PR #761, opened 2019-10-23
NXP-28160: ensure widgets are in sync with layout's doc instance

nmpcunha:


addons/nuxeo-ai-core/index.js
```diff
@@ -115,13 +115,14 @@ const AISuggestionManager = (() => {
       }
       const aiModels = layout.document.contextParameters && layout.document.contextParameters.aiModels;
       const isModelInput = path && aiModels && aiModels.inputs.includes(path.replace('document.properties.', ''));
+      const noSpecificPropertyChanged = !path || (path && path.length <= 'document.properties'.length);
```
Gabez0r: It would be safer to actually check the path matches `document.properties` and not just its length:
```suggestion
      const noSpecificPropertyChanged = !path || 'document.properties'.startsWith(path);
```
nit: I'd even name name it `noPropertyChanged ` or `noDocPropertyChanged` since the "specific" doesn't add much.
---
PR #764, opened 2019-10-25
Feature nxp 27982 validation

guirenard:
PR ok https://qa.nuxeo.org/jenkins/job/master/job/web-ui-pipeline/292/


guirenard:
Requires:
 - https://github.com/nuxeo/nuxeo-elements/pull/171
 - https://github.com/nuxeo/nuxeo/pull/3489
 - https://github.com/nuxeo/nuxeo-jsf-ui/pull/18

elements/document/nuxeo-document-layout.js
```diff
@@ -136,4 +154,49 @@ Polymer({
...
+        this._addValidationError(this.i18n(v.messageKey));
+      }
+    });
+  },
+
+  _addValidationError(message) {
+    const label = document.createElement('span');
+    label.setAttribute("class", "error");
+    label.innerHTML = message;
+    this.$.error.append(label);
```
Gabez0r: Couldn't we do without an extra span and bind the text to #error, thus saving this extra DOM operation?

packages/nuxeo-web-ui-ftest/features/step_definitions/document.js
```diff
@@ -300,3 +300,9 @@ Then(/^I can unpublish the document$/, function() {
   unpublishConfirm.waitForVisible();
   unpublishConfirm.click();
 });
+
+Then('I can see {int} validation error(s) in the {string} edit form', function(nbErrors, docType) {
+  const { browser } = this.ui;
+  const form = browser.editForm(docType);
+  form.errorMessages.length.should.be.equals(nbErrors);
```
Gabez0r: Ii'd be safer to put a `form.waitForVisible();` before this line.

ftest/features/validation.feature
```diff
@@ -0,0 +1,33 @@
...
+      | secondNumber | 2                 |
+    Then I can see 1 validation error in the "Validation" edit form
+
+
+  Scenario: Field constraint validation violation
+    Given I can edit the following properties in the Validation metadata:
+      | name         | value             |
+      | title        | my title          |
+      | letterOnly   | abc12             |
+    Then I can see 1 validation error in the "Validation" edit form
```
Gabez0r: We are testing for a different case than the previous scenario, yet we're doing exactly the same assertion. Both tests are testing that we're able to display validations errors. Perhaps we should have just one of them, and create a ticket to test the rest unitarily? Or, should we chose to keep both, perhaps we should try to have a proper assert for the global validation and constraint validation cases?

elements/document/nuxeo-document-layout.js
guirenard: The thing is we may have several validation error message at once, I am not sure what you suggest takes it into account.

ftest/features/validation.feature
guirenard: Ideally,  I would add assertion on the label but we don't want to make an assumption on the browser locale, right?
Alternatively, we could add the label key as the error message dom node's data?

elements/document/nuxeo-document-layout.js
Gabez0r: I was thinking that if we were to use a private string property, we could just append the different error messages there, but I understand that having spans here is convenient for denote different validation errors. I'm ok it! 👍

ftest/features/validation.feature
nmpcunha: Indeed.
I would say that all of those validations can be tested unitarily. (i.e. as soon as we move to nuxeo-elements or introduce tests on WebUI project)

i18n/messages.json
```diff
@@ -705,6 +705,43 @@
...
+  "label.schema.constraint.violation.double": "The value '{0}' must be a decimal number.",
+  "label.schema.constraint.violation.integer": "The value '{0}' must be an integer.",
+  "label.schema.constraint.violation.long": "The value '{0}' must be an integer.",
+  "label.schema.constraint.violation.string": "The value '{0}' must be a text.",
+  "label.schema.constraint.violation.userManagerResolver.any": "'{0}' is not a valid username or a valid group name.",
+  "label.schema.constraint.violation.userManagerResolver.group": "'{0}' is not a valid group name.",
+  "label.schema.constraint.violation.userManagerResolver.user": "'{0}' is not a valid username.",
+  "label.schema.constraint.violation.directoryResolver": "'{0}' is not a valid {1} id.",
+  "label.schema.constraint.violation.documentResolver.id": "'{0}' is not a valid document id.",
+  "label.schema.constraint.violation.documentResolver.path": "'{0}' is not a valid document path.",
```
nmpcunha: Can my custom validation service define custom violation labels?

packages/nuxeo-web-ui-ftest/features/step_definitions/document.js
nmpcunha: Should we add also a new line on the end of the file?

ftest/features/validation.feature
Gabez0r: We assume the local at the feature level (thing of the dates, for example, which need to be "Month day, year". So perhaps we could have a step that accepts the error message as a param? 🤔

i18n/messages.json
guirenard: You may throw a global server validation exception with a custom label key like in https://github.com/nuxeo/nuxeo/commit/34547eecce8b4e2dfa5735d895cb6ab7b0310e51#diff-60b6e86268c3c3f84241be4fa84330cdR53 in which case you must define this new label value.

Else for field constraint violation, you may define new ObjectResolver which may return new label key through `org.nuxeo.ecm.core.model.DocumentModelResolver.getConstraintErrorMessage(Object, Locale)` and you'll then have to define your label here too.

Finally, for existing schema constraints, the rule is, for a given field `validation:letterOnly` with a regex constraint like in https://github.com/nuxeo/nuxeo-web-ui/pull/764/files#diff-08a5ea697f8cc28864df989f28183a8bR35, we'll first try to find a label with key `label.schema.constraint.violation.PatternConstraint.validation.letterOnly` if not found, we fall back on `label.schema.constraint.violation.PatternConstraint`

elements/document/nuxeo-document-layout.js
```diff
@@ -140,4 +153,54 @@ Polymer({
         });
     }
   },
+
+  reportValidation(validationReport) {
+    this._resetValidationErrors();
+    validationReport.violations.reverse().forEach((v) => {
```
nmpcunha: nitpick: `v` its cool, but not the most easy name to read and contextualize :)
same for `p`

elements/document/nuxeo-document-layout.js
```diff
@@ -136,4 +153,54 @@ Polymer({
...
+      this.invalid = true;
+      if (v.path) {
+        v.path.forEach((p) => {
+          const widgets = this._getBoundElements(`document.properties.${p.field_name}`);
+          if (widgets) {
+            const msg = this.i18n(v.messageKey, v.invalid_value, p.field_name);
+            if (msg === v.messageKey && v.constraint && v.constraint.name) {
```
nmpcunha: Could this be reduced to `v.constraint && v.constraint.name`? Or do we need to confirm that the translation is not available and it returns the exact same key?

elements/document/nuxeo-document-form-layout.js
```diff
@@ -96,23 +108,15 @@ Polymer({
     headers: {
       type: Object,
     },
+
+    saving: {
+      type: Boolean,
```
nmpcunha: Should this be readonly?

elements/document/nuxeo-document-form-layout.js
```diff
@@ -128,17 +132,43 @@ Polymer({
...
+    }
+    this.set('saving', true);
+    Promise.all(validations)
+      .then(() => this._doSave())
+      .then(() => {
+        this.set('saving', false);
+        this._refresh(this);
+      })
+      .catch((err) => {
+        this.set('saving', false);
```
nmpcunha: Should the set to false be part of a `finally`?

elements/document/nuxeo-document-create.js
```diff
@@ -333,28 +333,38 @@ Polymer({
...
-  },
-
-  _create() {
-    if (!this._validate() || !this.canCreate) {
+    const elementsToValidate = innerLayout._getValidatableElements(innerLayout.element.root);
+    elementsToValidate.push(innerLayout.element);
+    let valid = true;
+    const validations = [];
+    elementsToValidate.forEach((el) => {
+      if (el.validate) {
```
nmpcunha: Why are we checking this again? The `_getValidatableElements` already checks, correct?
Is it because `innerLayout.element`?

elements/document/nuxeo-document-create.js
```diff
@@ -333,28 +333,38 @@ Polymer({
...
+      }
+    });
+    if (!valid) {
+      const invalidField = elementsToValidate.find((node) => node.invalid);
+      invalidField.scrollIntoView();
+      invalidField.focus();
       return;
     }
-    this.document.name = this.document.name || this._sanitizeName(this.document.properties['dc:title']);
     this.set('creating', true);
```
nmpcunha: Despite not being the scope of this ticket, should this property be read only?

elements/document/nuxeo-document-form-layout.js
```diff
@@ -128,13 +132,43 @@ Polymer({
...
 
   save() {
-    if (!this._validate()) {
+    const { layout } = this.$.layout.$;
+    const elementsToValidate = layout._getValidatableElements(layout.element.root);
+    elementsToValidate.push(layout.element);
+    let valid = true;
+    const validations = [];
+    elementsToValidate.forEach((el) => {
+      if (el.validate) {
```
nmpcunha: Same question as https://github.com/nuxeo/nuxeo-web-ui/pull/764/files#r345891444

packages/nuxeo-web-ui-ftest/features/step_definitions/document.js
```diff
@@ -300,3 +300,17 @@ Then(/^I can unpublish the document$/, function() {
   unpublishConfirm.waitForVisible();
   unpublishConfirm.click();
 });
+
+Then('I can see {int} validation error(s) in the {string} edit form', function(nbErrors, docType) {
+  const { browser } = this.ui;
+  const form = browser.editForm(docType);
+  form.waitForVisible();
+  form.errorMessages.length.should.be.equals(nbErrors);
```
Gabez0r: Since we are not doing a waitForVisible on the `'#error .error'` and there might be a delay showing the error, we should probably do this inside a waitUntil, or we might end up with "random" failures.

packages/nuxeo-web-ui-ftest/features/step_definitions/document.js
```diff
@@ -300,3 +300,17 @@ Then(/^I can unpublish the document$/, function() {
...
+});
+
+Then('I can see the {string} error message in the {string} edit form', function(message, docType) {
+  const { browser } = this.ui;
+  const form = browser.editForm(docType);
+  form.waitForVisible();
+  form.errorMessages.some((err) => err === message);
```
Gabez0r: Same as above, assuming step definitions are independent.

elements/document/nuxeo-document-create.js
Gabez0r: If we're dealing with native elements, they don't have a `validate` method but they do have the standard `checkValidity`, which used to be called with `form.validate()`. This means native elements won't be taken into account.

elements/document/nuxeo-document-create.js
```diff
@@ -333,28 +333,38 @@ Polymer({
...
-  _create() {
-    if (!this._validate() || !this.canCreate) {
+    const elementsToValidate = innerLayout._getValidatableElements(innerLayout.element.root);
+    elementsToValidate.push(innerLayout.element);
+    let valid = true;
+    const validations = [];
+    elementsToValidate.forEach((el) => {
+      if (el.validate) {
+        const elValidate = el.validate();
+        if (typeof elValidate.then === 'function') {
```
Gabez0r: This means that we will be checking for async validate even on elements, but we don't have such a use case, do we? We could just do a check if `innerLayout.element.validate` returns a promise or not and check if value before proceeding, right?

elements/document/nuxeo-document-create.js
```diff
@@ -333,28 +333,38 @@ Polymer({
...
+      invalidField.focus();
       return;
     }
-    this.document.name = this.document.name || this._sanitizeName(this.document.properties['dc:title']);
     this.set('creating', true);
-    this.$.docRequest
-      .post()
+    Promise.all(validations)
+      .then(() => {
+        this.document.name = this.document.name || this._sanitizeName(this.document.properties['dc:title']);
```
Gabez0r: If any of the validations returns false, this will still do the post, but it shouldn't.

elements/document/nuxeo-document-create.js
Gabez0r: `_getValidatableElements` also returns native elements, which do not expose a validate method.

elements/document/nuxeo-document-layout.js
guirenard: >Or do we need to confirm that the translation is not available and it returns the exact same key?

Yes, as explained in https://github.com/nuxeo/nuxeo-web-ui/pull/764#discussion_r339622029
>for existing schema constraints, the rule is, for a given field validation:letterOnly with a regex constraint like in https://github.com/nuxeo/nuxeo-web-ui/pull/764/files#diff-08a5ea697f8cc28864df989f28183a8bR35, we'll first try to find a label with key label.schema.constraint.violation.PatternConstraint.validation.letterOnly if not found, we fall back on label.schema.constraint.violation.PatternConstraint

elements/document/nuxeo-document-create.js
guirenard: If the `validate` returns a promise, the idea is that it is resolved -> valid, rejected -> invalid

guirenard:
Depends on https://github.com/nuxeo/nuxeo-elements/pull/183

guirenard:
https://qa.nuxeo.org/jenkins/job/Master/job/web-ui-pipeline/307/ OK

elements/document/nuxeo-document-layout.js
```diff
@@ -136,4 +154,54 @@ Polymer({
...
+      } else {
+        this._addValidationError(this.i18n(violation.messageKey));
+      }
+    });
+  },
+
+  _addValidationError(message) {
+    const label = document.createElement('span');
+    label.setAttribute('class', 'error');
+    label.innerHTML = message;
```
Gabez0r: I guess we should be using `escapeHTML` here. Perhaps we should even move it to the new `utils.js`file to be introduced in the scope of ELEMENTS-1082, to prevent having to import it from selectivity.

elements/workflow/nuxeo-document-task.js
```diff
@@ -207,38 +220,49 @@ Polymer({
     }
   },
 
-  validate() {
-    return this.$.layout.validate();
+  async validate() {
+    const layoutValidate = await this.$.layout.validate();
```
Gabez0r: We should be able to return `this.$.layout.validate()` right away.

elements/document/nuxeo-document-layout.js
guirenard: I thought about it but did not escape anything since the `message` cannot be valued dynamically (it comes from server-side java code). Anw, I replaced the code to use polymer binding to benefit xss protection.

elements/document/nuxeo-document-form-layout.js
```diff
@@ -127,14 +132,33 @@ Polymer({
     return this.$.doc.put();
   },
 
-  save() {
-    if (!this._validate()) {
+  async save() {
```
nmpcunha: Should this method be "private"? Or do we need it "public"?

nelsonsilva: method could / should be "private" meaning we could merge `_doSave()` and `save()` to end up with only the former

WORK ORDER: Beginning at the line above that contains "PR #761, opened 2019-10-23", return each line exactly through the line that contains "nit: I'd even", and no others.

SOLUTION BELOW:
PR #761, opened 2019-10-23
NXP-28160: ensure widgets are in sync with layout's doc instance

nmpcunha:


addons/nuxeo-ai-core/index.js
```diff
@@ -115,13 +115,14 @@ const AISuggestionManager = (() => {
       }
       const aiModels = layout.document.contextParameters && layout.document.contextParameters.aiModels;
       const isModelInput = path && aiModels && aiModels.inputs.includes(path.replace('document.properties.', ''));
+      const noSpecificPropertyChanged = !path || (path && path.length <= 'document.properties'.length);
```
Gabez0r: It would be safer to actually check the path matches `document.properties` and not just its length:
```suggestion
      const noSpecificPropertyChanged = !path || 'document.properties'.startsWith(path);
```
nit: I'd even name name it `noPropertyChanged ` or `noDocPropertyChanged` since the "specific" doesn't add much.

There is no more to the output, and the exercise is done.